50. I libri del testamento vecchio tutti furono scritti in ebraico: i libri del nuovo furono scritti in greco, fuorché il vangelo di s. Matteo e l'epistola di s. Paolo agli ebrei, scritta probabilmente in lingua siriaca, mista di voci ebraiche e caldaiche; e fuori di s. Marco, che probabilmente fu scritto in lingua latina in Roma. Dell'antico testamento vi furono molte versioni, di Origene, di s. Luciano, di Teodozione, di Aquila, di Simmaco e di altri, ma la più celebre fu quella de' settanta, che fu fatta fare circa l'anno 280 prima di Gesù Cristo dal re Tolomeo Filadelfo, figlio di Tolomeo Lago, re di Egitto e terzo re della Grecia dopo Alessandro magno, indotto da Demetrio Filarco filosofo. Il nominato Tolomeo, volendo arricchire la sua biblioteca, mandò a chiedere ad Eleazaro sommo sacerdote che gl'inviasse i sacri libri ed insieme i suoi dottori ebrei per tradurli in greco. Eleazaro gli mandò settantadue dotti, i quali fecero la versione che fu poi approvata da' giudei e da' greci di Alessandria.
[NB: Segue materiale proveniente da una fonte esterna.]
PR #1614, opened 2015-11-18
Some types shouldn't be serialized/deserialized

wluyima:


api/src/test/java/org/openmrs/serialization/SimpleXStreamSerializerTest.java
```diff
@@ -91,4 +90,18 @@ public void deserialize_shouldDeserializeStringToClassInstance() throws Serializ
...
 		
 	}
+	
+	/**
+	 * @see SimpleXStreamSerializer#deserialize(String,Class)
+	 * @verifies not deserialize dynamic proxies
+	 */
+	@Test
+	public void deserialize_shouldNotDeserializeDynamicProxies() throws Exception {
+		String serialized = "<dynamic-proxy>" + "<interface>org.openmrs.OpenmrsObject</interface>"
```
djazayeri: Could you please change the content here to be something that is _not_ a blueprint for an attack string that could work on older OpenMRS versions?

api/src/main/java/org/openmrs/serialization/SimpleXStreamSerializer.java
```diff
@@ -100,4 +107,28 @@ public String serialize(Object o) throws SerializationException {
...
+	 * attacks.
+	 */
+	private class OpenmrsDynamicProxyConverter extends DynamicProxyConverter {
+		
+		OpenmrsDynamicProxyConverter() {
+			super(null);
+		}
+		
+		public void marshal(Object value, HierarchicalStreamWriter writer, MarshallingContext context) {
+            //Should we serialize proxies?
```
djazayeri: This comment does not make sense to me.

api/src/main/java/org/openmrs/serialization/SimpleXStreamSerializer.java
```diff
@@ -100,4 +107,28 @@ public String serialize(Object o) throws SerializationException {
 			throw new SerializationException("Unable to deserialize class: " + clazz.getName(), e);
 		}
 	}
+	
+	/**
+	 * An instance of this converter needs to be registered with a higher priority than the rest so
+	 * that it's called early in the converter chain. This way, we can make sure we never get to
+	 * xstream's DynamicProxyConverter that can deserialize proxies which can be a channel for
+	 * attacks.
```
djazayeri: could you provide a link to something that documents/describes why we are doing this?

PR #1616, opened 2015-11-24
TRUNK-4796 | Drug name search should accept special characters

sravanthi17:
https://issues.openmrs.org/browse/TRUNK-4796


djazayeri:
Peeking at the code, it seems good. This needs to also be forward-ported to the 1.12.x and master branches.

PR #1617, opened 2015-11-24
Update Vagrant config and Puppet manifests for local dev

chenjr95:
This is most closely related to TRUNK-4028.

The previous Vagrant setup does not appear to work at the
moment, failing due to a missing .bashrc.erb template.  In
addition, that setup only aims to provide a MySQL instance,
rather than providing a full development box suitable for
running the application.

This borrows heavily from OpenMRS-Australia/openmrs-vagrant
to provide a box that makes it easier for new developers to
spin up an instance of openmrs-core.


dkayiwa:
Thanks @chenjr95 :)

PR #1621, opened 2015-11-26
RA-954 Completed ehCache configuration

jdegraft:


dkayiwa:
@jdegraft my atlas module compiles fine without this change to the platform. So which other modules should i test with? And what are the steps?

jdegraft:
@dkayiwa 
http://stackoverflow.com/questions/10013288/another-unnamed-cachemanager-already-exists-in-the-same-vm-ehcache-2-5

you only see this error when you upgrade spring and hibernate to the versions used in platform 2.0, because the spring/hibernate implementations have changed semantics allowing multiple unnamed caches.

I guess we have to wait for the discussions as to how to build modules for platform 2.0 in a backwards compatible manner.
If we are going for the same java vm 1.8, spring and hibernate versions then this change is needed for the tests to run.

Note, as far as my effort are concerned, java 1.6 and java 1.8 are build incompatible, and java 1.7 and java 1.8 are reflection incompatible. In other words, you can't build a module with java 1.6 against platform 2.0, and you can't build a module with java 1.7 with platform 2.0 and get reflection code to build.

PR #1628, opened 2015-12-07

Vincentes:
Fixed three critical issues on api/src/main/java/org/openmrs/module/ModuleFactory.java.
Critical issues:
org.openmrs.module.ModuleFactory.loadModules(List) makes inefficient use of keySet iterator instead of entrySet iterator.
org.openmrs.module.ModuleFactory.getLoadedModulesMapPackage() makes inefficient use of keySet iterator instead of entrySet iterator.
Redundant nullcheck of tmpExtensions, which is known to be not-null. org.openmrs.module.ModuleFactory.stopModule(Module, boolean, boolean)


chaityabshah:
Please squash these all into 1 commit.

PR #1632, opened 2015-12-13
Adding the Drug Ingredients to service layer

k-joseph:


djazayeri:
This is incorrect. DrugIngredient is already exposed as a property of Drug, so this is not needed.

(And if we were adding it anywhere it would be in ConceptService, alongside the getDrug methods, not in OrderService.)

PR #1634, opened 2015-12-14
TRUNK-248 changing TODO junit tests to @should

chenjr95:
@dkayiwa


dkayiwa:
@chenjr95 i thought the todos are to remind us about getting these test created and hence should be removed only when this is done. If we change to shoulds, then we cannot easily tell the missing tests. Did i just get this wrong? :)

dkayiwa:
@chenjr95 ping.

PR #3768, opened 2021-05-05
TRUNK-6003: Make getLocationsByTag method null safe

cioan:


ibacher:
@cioan Thanks for this!

mogoodrich (commented):
LGTM... thanks @cioan ... and thanks @ibacher  for the quick merge!

PR #3874, opened 2021-10-06
LUI-169 - Initial spike on fixing taglib loading issue

mseaton:
Spike on a patch that allows TLDs to be loaded from modules.  This is developed against 2.3.x, as this is the version I'd need to immediately target.

This extends JspServlet in order to apply an on-demand loading of TLDs at the time of the first page load, if they have not previously been loaded after the startup of OpenMRS.  Due to the nature of private methods on JspServlet, I needed to use reflection to get and update otherwise inaccessible fields.  The alternative would have been maintaining an entire custom copy of the JspServlet class (which is what my initial commit on this PR did, and which the subsequent commit addresses).

The reason I ended up here was that I found that it was not sufficient (at least in my test environment) to scan for TLDs, instantiate a new TldCache with these, and then simply update this on the ServletContext (via attribute).  I found that (or at least it appears thta) the JspServlet maintains an internal, private "Options" variable that stores the TldCache that it is initialized with at Tomcat startup, and this TldCache does not get updated when the TldCache in the ServletContext is replaced with a new instance.

@ibacher - I'm interested in your take on this.  Given that the OpenMRS web.xml file already referenced JspServlet directly, and now we are just directly referencing a subclass of it, I don't _think_ we should need to do any kind of "isTomcat" checking any more than we previously did.

### DIFF
--- a/web/src/main/java/org/openmrs/module/web/OpenmrsJspServlet.java
+++ b/web/src/main/java/org/openmrs/module/web/OpenmrsJspServlet.java
@@ -37,7 +37,7 @@ public class OpenmrsJspServlet extends JspServlet {
 	
 	private static final Logger log = LoggerFactory.getLogger(OpenmrsJspServlet.class);
 	
-	private transient boolean tldScanComplete = false;
+	public static final String OPENMRS_TLD_SCAN_NEEDED = "OPENMRS_TLD_SCAN_NEEDED";
 
 	@Override
 	public void init(ServletConfig config) throws ServletException {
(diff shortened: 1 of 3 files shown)


mseaton:
So, it seems that running this via the SDK doesn't work.  I need to investigate.

mseaton:
I don't think it has to do with the Tomcat version @dkayiwa .  I've tried running on the latest released SDK (which still uses Tomcat 7 embedded I believe), and the latest unreleased SNAPSHOT SDK (which @ibacher upgraded recently to use Tomcat 9 embedded from what I can see), and both exhibit the same behavior.

My guess is that the Embedded Tomcat has a different implementation of the org.apache.jasper.servlet.JspServet class which the OpenmrsJspServlet class I added in this PR is extending, and whatever it is doing differently is not being done properly with this new implementation.

Does anyone happen to know where I can find the source code for the tomcat embedded / tomcat embedded jasper codebases?

mseaton:
@ibacher / @dkayiwa are you guys happy for me to merge this into 2.3.x and upstream branches?  Any further review needed?

ibacher:
I'm happy with this. Thanks @mseaton!

PR #3875, opened 2021-10-06
LUI-169 - Initial spike on fixing taglib loading issue from Ian

mseaton:


mseaton:
@ibacher - this is just your original draft PR applied to the 2.3.x branch (with minimal changes) as this is what I was testing against.

PR #3949, opened 2022-01-04
TRUNK-6052: Enable log configuration via a log file

ibacher:

This PR changes how OpenMRS does logging configuration so that all configuration is done from a log4j2.xml file. The existing global properties (settings) that control logging should still work by default because they have been baked into our default log4j2.xml file.

The heart of this PR is the class `org.openmrs.logging.OpenmrsConfigurationFactory` which handles loading the configuration from a file and then applying the changes that OpenMRS expects. These changes are:

1. We must have an appender named `MEMORY_APPENDER` attached to the root logger. This appender uses the `org.openmrs.logging.MemoryAppender` class to store a configurable number of messages in-memory that are displayed in the various places we display logging messages in the UI.
2. Logging levels set via the `log.level` GP.

The `OpenmrsConfigurationFactory` will scan for any log configurations it knows how to handle in both the OpenMRS application directory and the configuration sub-directory of the application directory. These files should be named `log4j2` and should be in either the XML, YAML, or JSON dialects Log4J2 uses. Log4J1 style configurations aren't supported nor is configuration via a properties file, though those could be added in if necessary.

The other key facet of this PR is the `org.openmrs.logging.OpenmrsPropertyLookup` class, which exposes three values:

1. The OpenMRS application directory (`applicationDirectory`)
2. The `log.location` global property (`logLocation`)
3. the `log.layout` global property (`logLayout`)

Care should be taken when using these: because of the way OpenMRS starts up, the global property values will only be available when OpenMRS reloads the Spring context after loading all the modules, meaning these values will not always be available. However, they will work with Log4J2's expression syntax so that, e.g. `${openmrs:logLayout:-%m%n}` will default to `%m%n` and then change over to the configured value once the global properties are available.

There are some ancillary changes in this PR:

* `ServiceContext#getService()` now throws a `ServiceNotFound` exception instead of a generic `APIException`. This should be an invisible code change, but is useful if you want to detect specifically that a service wasn't found without digging into the message.
* All GP listeners in core are now defined outside of the context of defining the `openmrsEventListeners` bean. This ensures that they are only loaded once. Previously the core listeners could be loaded several different times (7 by default in the RefApp). This is because many modules use the following configuration to add a global property listener:

```xml
<bean id="AddressCacheResetSupport" parent="openmrsEventListeners">
    <property name="globalPropertyListeners">
        <list value-type="org.openmrs.api.GlobalPropertyListener" merge="true">
            <bean class="org.openmrs.module.addresshierarchy.AddressCacheResetSupport" />
        </list>
    </property>
</bean>	
```

This effectively creates a new bean that calls `setGlobalPropertyListeners()` with the list of both core event listeners and the added event listener. Since the core listeners are scoped to the `openmrsEventListener` bean, each child bean actually refers to a new instance of each core listener, so we ended up with several instances of core `openmrsEventListeners`. In the future, when adding beans like this, the `merge` property of the list should be set to `false`.

Outstanding things to be tested:

- [x] Does this actually load log4j2.xml from the application directory
- [x] Does this actually load log4j2.xml from the configuration sub-directory
- [x] Does everything work when using a customised log4j2.xml file

## Issue I worked on

see https://issues.openmrs.org/browse/TRUNK-6052

  No? -> execute above command


ibacher:
One outstanding question here: should this be backported to 2.5.x and 2.4.x? My gut feeling is "yes", but it's a reasonably extensive set of changes...

PR #3994, opened 2022-02-15
TRUNK-6061 - Support setting mail configuration in runtime or system …

mseaton:
…properties

This PR is issued against the 2.3.x branch, as this is where I plan to use this in the short term.  Once approved and merged, we can up-port to master and other later maintenance branches.

### DIFF
--- a/api/src/main/java/org/openmrs/util/ConfigUtil.java
+++ b/api/src/main/java/org/openmrs/util/ConfigUtil.java
@@ -1,0 +1,113 @@
+/**
+ * This Source Code Form is subject to the terms of the Mozilla Public License,
+ * v. 2.0. If a copy of the MPL was not distributed with this file, You can
+ * obtain one at http://mozilla.org/MPL/2.0/. OpenMRS is also distributed under
+ * the terms of the Healthcare Disclaimer located at http://openmrs.org/license.
+ *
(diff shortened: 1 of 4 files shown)


api/src/main/java/org/openmrs/util/ConfigUtil.java
```diff
@@ -0,0 +1,113 @@
...
+
+    /**
+	 * Returns the value of the given OpenMRS runtime property
+	 */
+	public static String getRuntimeProperty(String propertyName) {
+		return Context.getRuntimeProperties().getProperty(propertyName);
+	}
+
+	/**
+	 * Returns the value of the given OpenMRS runtime property
```
dkayiwa, line 50: You probably forgot to change the above description.

api/src/main/java/org/openmrs/util/ConfigUtil.java
```diff
@@ -0,0 +1,113 @@
...
+
+	/**
+	 * Returns the value of the given OpenMRS system property
+	 */
+	public static String getSystemProperty(String propertyName) {
+		return System.getProperty(propertyName);
+	}
+
+	/**
+	 * Returns the value of the given OpenMRS runtime property
```
dkayiwa, line 64: You probably forgot to change the above description.

mseaton: Good point, fixed

PR #3997, opened 2022-02-16
TRUNK-6061 - Support setting mail configuration in runtime or system …

mseaton:
This is a cherry-pick for the 2.4.x branch of the same features originally committed to 2.3.x here (073822f882d66301882ced310f34aae75707fa5e) but since the code is not 100% compatible, this has modifications to how this is setup in applicationContext-service.xml, and to making the Unit Test work with Junit 5 rather than Junit 4.  @dkayiwa I'm putting this in a new PR due to the above variations.  Would you mind having a look?


dkayiwa:
Looks good. Thanks @mseaton

PR #3998, opened 2022-02-16
TRUNK-6063 - Email configuration should support broader set of suppor…

mseaton:
…ted configuration parameters

This collects all configuration settings from global properties, runtime properties, and system properties that are prefixed with "mail.", and uses these to configure the mail session, in order to enable setting any current or future mail settings that are needed for java mail without hard-coding any specific or limited supported properties.

This is a PR against the 2.3.x branch, will need to be ported up if/when merged.

### DIFF
--- a/api/src/main/java/org/openmrs/api/context/Context.java
+++ b/api/src/main/java/org/openmrs/api/context/Context.java
@@ -9,21 +9,6 @@
  */
 package org.openmrs.api.context;
 
-import java.text.SimpleDateFormat;
-import java.util.Arrays;
-import java.util.HashMap;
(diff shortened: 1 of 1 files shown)


ibacher (approved):
This seems fine. Shouldn't this target `master` though and then be backported?

ibacher:
Ah... I see TRUNK-6061... fair enough, I suppose.

mseaton:
@ibacher in theory yes, but our implementations are all on 2.3.x, so that's my main target and where I can easily test in the real world.  It's easier for me to up-port from there.

PR #3999, opened 2022-02-17
TRUNK-6063 - Fix to get broken unit test working in 2.4.x+

mseaton:
I don't know what changed between the 2.3.x branch and the 2.4.x branch to make this happen, but I get a test failure in 2.4.x without this commit.  It seems that the java mail implementation does not exist, just the api, and this leads to a failure in this unit test:

```
[ERROR] Failures: 
[ERROR]   UserServiceTest.setUserActivationKey_shouldCreateUserActivationKey:1518 Unexpected exception type thrown ==> expected: <org.openmrs.notification.MessageException> but was: <java.lang.NoClassDefFoundError>
```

51. Circa questa versione s. Ireneo, Clemente alessandrino, s. Agostino col Bellarmino e Baronio furono di parere che quegl'interpreti fossero inspirati dallo Spirito santo nel tradurre le divine carte: ma lo nega s. Girolamo: altri eruditi dicono che almeno furono assistiti dallo Spirito santo, acciocché non errassero.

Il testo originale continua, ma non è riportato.